Bank of America's estimate of global economic growth for 2020 quickly turned bleaker on account of the expanding COVID-19 outbreak, with the bank now forecasting 2.8% global GDP growth for the year.

It pointed out this is its first sub-3% reading since the Great Recession and financial crisis of 2008 that ended in mid-2009. Economists from the bank's Global Research unit expect world GDP, excluding China, to improve by only 2.2%, also the lowest since the Great Recession. They see China's GDP growth at only 5.2% in 2020 compared to 5.9% in 2019.
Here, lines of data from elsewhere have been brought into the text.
PR #543, opened 2020-07-07
try_catch

dherman:
This PR implements the `cx.try_catch` API of [RFC 29](https://github.com/neon-bindings/rfcs/pull/29). I had to make a few changes to the signature of `try_catch` to make the types work out; I'll update the RFC to match.

Still left to do:

- [x] hide the public API (and tests) behind a feature flag
- [x] add tests for nested `TryCatch` instances on the stack
- [x] add panic handler and tests to ensure panics get caught by try_catch
- [x] use `MaybeUninit` instead of `mem::zeroed()`
- [x] document the use of `Box` and the "unlikely" branch
- [x] fix the N-API tests
- [x] implement N-API backend
- [x] panic instead of returning `undefined` on unexpected `Err(Throw)`
- [x] fix merge conflicts
- [x] return `T: Value` instead of `JsValue`

### DIFF
--- a/crates/neon-runtime/src/napi/error.rs
+++ b/crates/neon-runtime/src/napi/error.rs
@@ -1,23 +1,11 @@
 use std::mem::MaybeUninit;
-use raw::{Env, Local};
+use std::ptr;
 
 use nodejs_sys as napi;
 
-pub unsafe extern "C" fn throw(env: Env, val: Local) {
-    let status = napi::napi_throw(env, val);
+use raw::{Env, Local};
 
-    assert_eq!(status, napi::napi_status::napi_ok);
-}
-
-pub unsafe extern "C" fn new_error(_out: &mut Local, _msg: Local) { unimplemented!() }
-
-pub unsafe extern "C" fn new_type_error(_out: &mut Local, _msg: Local) { unimplemented!() }
-
-pub unsafe extern "C" fn new_range_error(_out: &mut Local, _msg: Local) { unimplemented!() }
-
-pub unsafe extern "C" fn throw_error_from_utf8(_msg: *const u8, _len: i32) { unimplemented!() }
-
-pub unsafe extern "C" fn is_throwing(env: Env) -> bool {
+pub unsafe fn is_throwing(env: Env) -> bool {
     let mut b: MaybeUninit<bool> = MaybeUninit::zeroed();
 
     let status = napi::napi_is_exception_pending(env, b.as_mut_ptr());
@@ -27,7 +15,7 @@ pub unsafe extern "C" fn is_throwing(env: Env) -> bool {
     b.assume_init()
 }
 
-pub unsafe extern "C" fn catch_error(env: Env, error: *mut Local) -> bool {
+pub unsafe fn catch_error(env: Env, error: *mut Local) -> bool {
     if !is_throwing(env) {
         return false;
     }
@@ -37,4 +25,92 @@ pub unsafe extern "C" fn catch_error(env: Env, error: *mut Local) -> bool {
     assert_eq!(status, napi::napi_status::napi_ok);
 
     true
+}
+
+pub unsafe fn clear_exception(env: Env) {
+    let mut result = MaybeUninit::uninit();
+    let status = napi::napi_is_exception_pending(env, result.as_mut_ptr());
+
+    assert_eq!(status, napi::napi_status::napi_ok);
+
+    if !result.assume_init() {
+        return;
+    }
+
+    let mut result = MaybeUninit::uninit();
+    let status = napi::napi_get_and_clear_last_exception(env, result.as_mut_ptr());
+
+    assert_eq!(status, napi::napi_status::napi_ok);
+}
+
+pub unsafe fn throw(env: Env, val: Local) {
+    let status = napi::napi_throw(env, val);
+
+    assert_eq!(status, napi::napi_status::napi_ok);
+}
+
+pub unsafe fn new_error(env: Env, out: &mut Local, msg: Local) {
+    let mut result = MaybeUninit::uninit();
+    let status = napi::napi_create_error(
+        env,
+        ptr::null_mut(),
+        msg,
+        result.as_mut_ptr(),
+    );
+
+    assert_eq!(status, napi::napi_status::napi_ok);
+
+    *out = result.assume_init();
+}
+
+pub unsafe fn new_type_error(env: Env, out: &mut Local, msg: Local) {
+    let mut result = MaybeUninit::uninit();
+    let status = napi::napi_create_type_error(
+        env,
+        ptr::null_mut(),
+        msg,
+        result.as_mut_ptr(),
+    );
+
+    assert_eq!(status, napi::napi_status::napi_ok);
+
+    *out = result.assume_init();
+}
+
+pub unsafe fn new_range_error(env: Env, out: &mut Local, msg: Local) {
+    let mut result = MaybeUninit::uninit();
+    let status = napi::napi_create_range_error(
+        env,
+        ptr::null_mut(),
+        msg,
+        result.as_mut_ptr(),
+    );
+
+    assert_eq!(status, napi::napi_status::napi_ok);
+
+    *out = result.assume_init();
+}
+
+pub unsafe fn throw_error_from_utf8(env: Env, msg: *const u8, len: i32) {
+    let mut out = MaybeUninit::uninit();
+    let status = napi::napi_create_string_utf8(
+        env,
+        msg as *const i8,
+        len as usize,
+        out.as_mut_ptr(),
+    );
+
+    assert_eq!(status, napi::napi_status::napi_ok);
+
+    let mut err = MaybeUninit::uninit();
+    let status = napi::napi_create_error(
+        env,
+        ptr::null_mut(),
+        out.assume_init(),
+        err.as_mut_ptr(),
+    );
+
+    assert_eq!(status, napi::napi_status::napi_ok);
+
+    throw(env, err.assume_init());
 }
--- a/crates/neon-runtime/src/napi/error.rs
+++ b/crates/neon-runtime/src/napi/error.rs
@@ -1,6 +1,13 @@
-use raw::Local;
+use std::mem::MaybeUninit;
+use raw::{Env, Local};
 
-pub unsafe extern "C" fn throw(_val: Local) { unimplemented!() }
+use nodejs_sys as napi;
+
+pub unsafe extern "C" fn throw(env: Env, val: Local) {
+    let status = napi::napi_throw(env, val);
+
+    assert_eq!(status, napi::napi_status::napi_ok);
+}
 
 pub unsafe extern "C" fn new_error(_out: &mut Local, _msg: Local) { unimplemented!() }
 
@@ -9,3 +16,25 @@ pub unsafe extern "C" fn new_type_error(_out: &mut Local, _msg: Local) { unimple
 pub unsafe extern "C" fn new_range_error(_out: &mut Local, _msg: Local) { unimplemented!() }
 
 pub unsafe extern "C" fn throw_error_from_utf8(_msg: *const u8, _len: i32) { unimplemented!() }
+
+pub unsafe extern "C" fn is_throwing(env: Env) -> bool {
+    let mut b: MaybeUninit<bool> = MaybeUninit::zeroed();
+
+    let status = napi::napi_is_exception_pending(env, b.as_mut_ptr());
+
+    assert_eq!(status, napi::napi_status::napi_ok);
+
+    b.assume_init()
+}
+
+pub unsafe extern "C" fn catch_error(env: Env, error: *mut Local) -> bool {
+    if !is_throwing(env) {
+        return false;
+    }
+
+    let status = napi::napi_get_and_clear_last_exception(env, error);
+
+    assert_eq!(status, napi::napi_status::napi_ok);
+
+    true
+}
--- a/crates/neon-sys/native/src/neon.cc
+++ b/crates/neon-sys/native/src/neon.cc
@@ -554,6 +554,9 @@ extern "C" bool Neon_TryCatch_With(Neon_TryCatchGlue glue_fn, void *cx, void *ru
     if (ok) {
       *result = ok_result;
     } else {
+      // It's unlikely but possible that a Neon user might return `Err(Throw)` even
+      // though the VM is not actually in a throwing state. In this case we will
+      // simply produce the JS undefined value.
       *result = Nan::Undefined();
     }
     return false;
--- a/crates/neon-sys/native/src/neon.cc
+++ b/crates/neon-sys/native/src/neon.cc
@@ -541,3 +541,24 @@ extern "C" void Neon_EventHandler_Delete(void * thread_safe_cb) {
     neon::EventHandler *cb = static_cast<neon::EventHandler*>(thread_safe_cb);
     cb->close();
 }
+
+extern "C" bool Neon_TryCatch_With(Neon_TryCatchGlue glue_fn, void *cx, void *rust_thunk, v8::Local<v8::Value> *result) {
+  Nan::TryCatch try_catch;
+
+  bool ok;
+  v8::Local<v8::Value> ok_result;
+
+  glue_fn(rust_thunk, cx, &ok, &ok_result);
+
+  if (!try_catch.HasCaught()) {
+    if (ok) {
+      *result = ok_result;
+    } else {
+      *result = Nan::Undefined();
+    }
+    return false;
+  } else {
+    *result = try_catch.Exception();
+    return true;
+  }
+}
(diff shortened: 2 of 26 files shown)


src/context/internal.rs
```diff
@@ -116,6 +117,37 @@ pub trait ContextInternal<'a>: Sized {
 
     fn activate(&self) { self.scope_metadata().active.set(true); }
     fn deactivate(&self) { self.scope_metadata().active.set(false); }
+
+    fn try_catch_internal<'b: 'a, F>(&mut self, f: F) -> Result<Handle<'a, JsValue>, Handle<'a, JsValue>>
+        where F: FnOnce(&mut Self) -> JsResult<'b, JsValue>
+    {
+        let p = Box::into_raw(Box::new(f)) as *mut c_void;
+        let mut local: raw::Local = unsafe { std::mem::zeroed() };
```
kjvalencik, line 125: I recommend `Maybeuninit::zeroed()` instead.

src/context/internal.rs
```diff
@@ -116,6 +117,37 @@ pub trait ContextInternal<'a>: Sized {
...
+    where C: ContextInternal<'a>,
+          F: FnOnce(&mut C) -> JsResult<'b, JsValue>
+{
+    let f: F = *unsafe { Box::from_raw(p as *mut F) };
+
+    // FIXME: convert_panics(f)
+    match f(unsafe { std::mem::transmute(cx) }) {
+        Ok(result) => unsafe {
+            *ok = true;
+            *ok_value = result.to_raw();
```
kjvalencik, line 145: Oh, this is awesome! :heart_eyes: To avoid heap allocating the result of the closure, you allocate it on the stack up front and thread a pointer to the stack location through FFI. This is a nice pattern.

src/context/internal.rs
```diff
@@ -116,6 +117,37 @@ pub trait ContextInternal<'a>: Sized {
...
+    }
+}
+
+extern "C" fn try_catch_glue<'a, 'b: 'a, C: ContextInternal<'a>, F>(p: *mut c_void, cx: *mut c_void, ok: *mut bool, ok_value: *mut raw::Local)
+    where C: ContextInternal<'a>,
+          F: FnOnce(&mut C) -> JsResult<'b, JsValue>
+{
+    let f: F = *unsafe { Box::from_raw(p as *mut F) };
+
+    // FIXME: convert_panics(f)
```
kjvalencik, line 141: This is synchronous code, won't panics be caught by the `convert_panics` in `invoke` from the caller?

In my opinion, I don't think `try_catch` should be used to catch panics--which converting panics here would allow. I think it should only catch exceptions in V8.

tl;dr-- I don't think this is necessary or should be added.

crates/neon-sys/native/src/neon.cc
```diff
@@ -541,3 +541,24 @@ extern "C" void Neon_EventHandler_Delete(void * thread_safe_cb) {
...
+  bool ok;
+  v8::Local<v8::Value> ok_result;
+
+  glue_fn(rust_thunk, cx, &ok, &ok_result);
+
+  if (!try_catch.HasCaught()) {
+    if (ok) {
+      *result = ok_result;
+    } else {
+      *result = Nan::Undefined();
```
kjvalencik, line 557: This should be impossible, right? It would be mean having a `Err(Throw)` without being in a throwing state. If I understand correctly, maybe some equivalent to `unreachable!` instead?

src/context/internal.rs
```diff
@@ -116,6 +117,37 @@ pub trait ContextInternal<'a>: Sized {
 
     fn activate(&self) { self.scope_metadata().active.set(true); }
     fn deactivate(&self) { self.scope_metadata().active.set(false); }
+
+    fn try_catch_internal<'b: 'a, F>(&mut self, f: F) -> Result<Handle<'a, JsValue>, Handle<'a, JsValue>>
+        where F: FnOnce(&mut Self) -> JsResult<'b, JsValue>
+    {
+        let p = Box::into_raw(Box::new(f)) as *mut c_void;
```
kjvalencik, line 124: I haven't had a chance to mess around with it, but, I _think_ the closure can be unboxed.

crates/neon-sys/native/src/neon.cc
dherman: I think it's possible because we rely on Neon users cooperatively only using `Err(Throw)` when a throw has actually happened, but AFAIK nothing stops them from lying.

src/context/internal.rs
dherman: It doesn't seem obvious to me what the best behavior is here, but I think I'm fine with letting the panic keep unwinding all the way to the top level of the Neon function.

I think I should use `catch_unwind` and signal back to Rust to continue panicking though, right? I think you were saying that it's undefined behavior for Rust to panic across an FFI boundary?

src/context/internal.rs
dherman: Yeah, I wasn't confident about this. I'll ask around to find out if extern functions can be safely cast to and from `void *`.

src/context/internal.rs
kjvalencik: It was in the Unsafe Rust guide that I was reading. But, the comment might be dated. I've since found this:

https://github.com/rust-lang/rust/pull/65646

crates/neon-sys/native/src/neon.cc
kjvalencik: Ah, a user could construct `Err(Throw)` manually. C++20 has an `[[unlikely]]` attribute. I'm not sure if that can be used here to any effect.

src/context/internal.rs
dherman: I've sometimes heard this pattern referred to as "destination-passing style."

src/context/internal.rs
dherman: This comment in the PR:

> I haven't updated any of the documentation, so officially unwinding through FFI is still UB. However this is a step towards making it well-defined.

suggests to me it's still not there yet. To be safe, I'll just catch any panics inside the inner Rust callback, return the boxed panic value across the FFI boundary, and re-panic from the outer `try_catch`. That way it avoids any undefined behavior but `try_catch` doesn't catch panics, as you suggest. I agree with your point about bad behavior -- people shouldn't be using Rust panics like exceptions and we shouldn't be encouraging it.

crates/neon-sys/native/src/neon.cc
dherman: > C++20 has an `[[unlikely]]` attribute. I'm not sure if that can be used here to any effect.

Interesting point, but I'll leave that for a future optimization if we can come up with benchmarks to show it helps. My guess is it doesn't matter because `try_catch` is already probably pretty slow, and it seems like a new enough feature that it might not be fully portable yet across C++ compilers.

src/context/internal.rs
dherman: OK, found it: [this passage in the unsafe code guidelines](https://rust-lang.github.io/unsafe-code-guidelines/layout/function-pointers.html#representation) indicates that a function can always be safely cast to a pointer:

> The ABI and layout of `(unsafe)? (extern "ABI")? fn(Args...) -> Ret` is exactly that of the corresponding C type -- the lack of a null value does not change this. On common platforms, this means that `*const ()` and `fn(Args...) -> Ret` have the same ABI and layout. This is, in fact, guaranteed by POSIX and Windows.

I double-checked with a Rust core team member, too, so we're good :)

dherman: Oh wait, this is an `FnOnce` not an `fn`. That might be different… checking with Niko…

dherman: OK, yeah, a closure is in fact not guaranteed to have any particular layout. I'll add a comment explaining why the boxing is necessary.

src/context/internal.rs
```diff
@@ -122,6 +122,8 @@ pub trait ContextInternal<'a>: Sized {
     fn try_catch_internal<'b: 'a, F>(&mut self, f: F) -> Result<Handle<'a, JsValue>, Handle<'a, JsValue>>
         where F: FnOnce(&mut Self) -> JsResult<'b, JsValue>
     {
+        // A closure does not have a guaranteed layout, so we need to box it in order to pass
+        // a pointer to it across the boundary into C++.
```
kjvalencik, line 126: I don't think I understand this. Isn't the pointer carried through back to Rust where the layout would be known? The static `fn` is generic in the closure.

Pretty old. I was having trouble finding more recent examples.
http://aatch.github.io/blog/2015/01/17/unboxed-closures-and-ffi-callbacks/

As you pointed out elsewhere, try/catch is already slow so this is probably an unnecessary micro optimization. Especially since it's most likely best practice to make `try_catch` closures as small as possible since handling non-`Throw` error types would be awkward.

dherman: I believe the point of unboxed closures is that `Fn`/`FnMut`/`FnOnce` closures are not guaranteed to be boxed already, so they might be an inline struct of arbitrary size. Which implies that you can't assume they're a pointer.

crates/neon-runtime/src/napi/error.rs
```diff
@@ -9,3 +16,25 @@ pub unsafe extern "C" fn new_type_error(_out: &mut Local, _msg: Local) { unimple
 pub unsafe extern "C" fn new_range_error(_out: &mut Local, _msg: Local) { unimplemented!() }
 
 pub unsafe extern "C" fn throw_error_from_utf8(_msg: *const u8, _len: i32) { unimplemented!() }
+
+pub unsafe extern "C" fn is_throwing(env: Env) -> bool {
```
kjvalencik, line 20: FYI, this doesn't need to be `extern "C"`. We have this in several places. I created an issue to clean it up.

https://github.com/neon-bindings/neon/issues/548

crates/neon-runtime/src/napi/error.rs
```diff
@@ -9,3 +16,25 @@ pub unsafe extern "C" fn new_type_error(_out: &mut Local, _msg: Local) { unimple
...
+    let mut b: MaybeUninit<bool> = MaybeUninit::zeroed();
```
kjvalencik, line 21: FYI, Since `bool` has a trivial uninitialized state, this could also be `let mut b = false;`

src/context/internal.rs
```diff
@@ -116,6 +129,96 @@ pub trait ContextInternal<'a>: Sized {
...
+    #[cfg(feature = "legacy-runtime")]
+    fn try_catch_internal<'b: 'a, F>(&mut self, f: F) -> Result<Handle<'a, JsValue>, Handle<'a, JsValue>>
+        where F: UnwindSafe + FnOnce(&mut Self) -> JsResult<'b, JsValue>
+    {
+        // A closure does not have a guaranteed layout, so we need to box it in order to pass
+        // a pointer to it across the boundary into C++.
+        let rust_thunk = Box::into_raw(Box::new(f));
+
+        let mut local: MaybeUninit<raw::Local> = MaybeUninit::zeroed();
+        let mut unwind_value: MaybeUninit<*mut c_void> = MaybeUninit::zeroed();
```
kjvalencik, line 142: I think `MaybeUninit::uninit()` may be preferred.

> Incorrect usage of this function: initializing a struct with zero, where some fields cannot hold 0 as a valid value.

https://doc.rust-lang.org/std/mem/union.MaybeUninit.html#zeroed.v

src/context/internal.rs
```diff
@@ -116,6 +129,96 @@ pub trait ContextInternal<'a>: Sized {
...
+            TryCatchControl::Threw => {
+                let local = unsafe { local.assume_init() };
+                Err(JsValue::new_internal(local))
+            }
+        }
+    }
+
+    #[cfg(feature = "napi-runtime")]
+    fn try_catch_internal<'b: 'a, F>(&mut self, f: F) -> Result<Handle<'a, JsValue>, Handle<'a, JsValue>>
+        where F: UnwindSafe + FnOnce(&mut Self) -> JsResult<'b, JsValue>
```
kjvalencik, line 172: I don't think `UnwindSafe` is necessary on this version.

src/context/internal.rs
```diff
@@ -116,6 +129,96 @@ pub trait ContextInternal<'a>: Sized {
...
+    {
+        let result = f(self);
+        let mut local: MaybeUninit<raw::Local> = MaybeUninit::zeroed();
+        unsafe {
+            if neon_runtime::error::catch_error(self.env().to_raw(), local.as_mut_ptr()) {
+                Err(JsValue::new_internal(local.assume_init()))
+            } else if let Ok(result) = result {
+                Ok(result)
+            } else {
+                Ok(JsUndefined::new_internal(self.env()).upcast())
```
kjvalencik, line 182: Shouldn't this be `Err`?

src/context/mod.rs
```diff
@@ -229,6 +229,13 @@ pub trait Context<'a>: ContextInternal<'a> {
         result
     }
 
+    #[cfg(feature = "try-catch-api")]
+    fn try_catch<'b: 'a, F>(&mut self, f: F) -> Result<Handle<'a, JsValue>, Handle<'a, JsValue>>
```
kjvalencik, line 233: The current RFC defines the `Ok` value as a generic `T: Value`. This is feature flagged, so this is pretty minor.

src/context/mod.rs
```diff
@@ -229,6 +229,13 @@ pub trait Context<'a>: ContextInternal<'a> {
...
+        where F: UnwindSafe + FnOnce(&mut Self) -> JsResult<'b, JsValue>
```
kjvalencik, line 234: For the final non-feature flagged version, I think we should have separate legacy and N-API function signatures so that we don't need to unnecessarily require `UnwindSafe` on N-API. Removing the trait bound would be a breaking change.

src/context/internal.rs
dherman: Check my logic: `napi::check_and_clear_last_exception()` only produces an exception if the VM was in the throwing state. So in this branch, we aren't in a throwing state, but the Neon user returned `Err(Throw)`—in other words, this is the case where the Neon user incorrectly used the `NeonResult` protocol.

My reasoning was that `cx.try_catch()` should correctly indicate that nothing was caught even if the Neon user was incorrectly using the protocol.

As I thought about how dirty I felt for silently swallowing an error and replacing it with `undefined`, it occurred to me just now that maybe a better route is to panic.

kjvalencik: In order to support a generic `T: Value` on this, this either needs to be an `Err` or a `panic!`. Panic makes more sense to me since it's not the intended use.

src/context/mod.rs
dherman: Yeah, as I was hacking I had myself convinced that didn't make sense and the RFC was wrong. But now that I think about it, I guess it's just strictly more expressive, since choosing a given `T` gives you an implicit downcast, and if you want the dynamic version you can always choose `JsValue` as your `T`.

src/context/mod.rs
dherman: Good point! It's maybe not even a breaking change, since anything that is `UnwindSafe` will still satisfy the relaxed restriction.

crates/neon-runtime/src/napi/error.rs
dherman: I think it's better to use `MaybeUninit` to document that we are expecting the N-API call to do the initializing.

src/context/internal.rs
dherman: The docs are a little misleading here: it's not _incorrect_ usage, it's just not a valid initialization to use zero bits if that's not a valid representation of `T`. The undefined behavior only kicks in if you screw up the `.assume_init()` assertion. But it's still strictly safer in practice to always use `::zeroed()`, because at least your undefined behavior was based on a zeroed-out memory slot rather than whatever bits happened to be in that slot from before.

TL;DR A good defense-in-depth policy is always to use `MaybeUninit::zeroed()` when using the FFI to initialize a slot, even though it's still your responsibility to ensure `.assume_init()` is being used correctly.

src/context/mod.rs
dherman: Oh! I just figured out why it's not clear how to make this generic in `T: Value`. It means we have to do a downcast, which can throw a `TypeError`. But we're trying to catch exceptions in this API. And we don't even return a `NeonResult`. I think I'm going to leave the API as-is for now, since it's feature-flagged, and we can discuss the finer points of this in the RFC.

dherman: Follow-up to the follow-up… @kjvalencik pointed out on Slack that the way to make it generic is for the type signature to enforce that the callback returns a `T` as well. Once I understood this it was pretty easy to implement!

src/context/mod.rs
```diff
@@ -226,6 +226,22 @@ pub trait Context<'a>: ContextInternal<'a> {
         result
     }
 
+    #[cfg(all(feature = "try-catch-api", feature = "napi-runtime"))]
```
kjvalencik, line 229: Note: For the final documented version, it would be beneficial to include the behavior that this method will `panic` if a user manually constructs an `Err(Throw)`.

dherman: Yeah, when we un-feature-gate it, it'll need API docs. In the meantime I'll make sure that gets added to the RFC.

amilajack: I'll try to add an `Exceptions` section to the guides docs as well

The trigger for this more pessimistic outlook is the COVID-19 outbreak, which has brought China's economy to a screeching halt since mid-January, and that now seems on the cusp of a widespread outbreak in the United States.

Adding to COVID-19's economic misery are "large spillover effects" crimping supply as a result of the still-raging U.S-China trade war launched by U.S. President Donald Trump in early 2018; persistent political uncertainty due to the November 3 presidential election in the U.S. and economic weakness in Japan and some regions of South America.

"Extended disruptions in China should hurt global supply chains," said BofA economist Aditya Bhave in a note to clients. "Weak tourist flows will be another headwind for Asia. And limited outbreaks, similar to the one in Italy, are possible in many countries, leading to more quarantines and weighing on confidence."

BofA neither sees the COVID-19 outbreak transforming into a global pandemic, nor does it see a global recession this year. Instead, it sees the disease-induced economic slowdown as part of a larger slowdown trend driven by a multitude of factors. These negative growth factors might be aggravated by the U.S. presidential election and continued effects from Trump's trade war against China.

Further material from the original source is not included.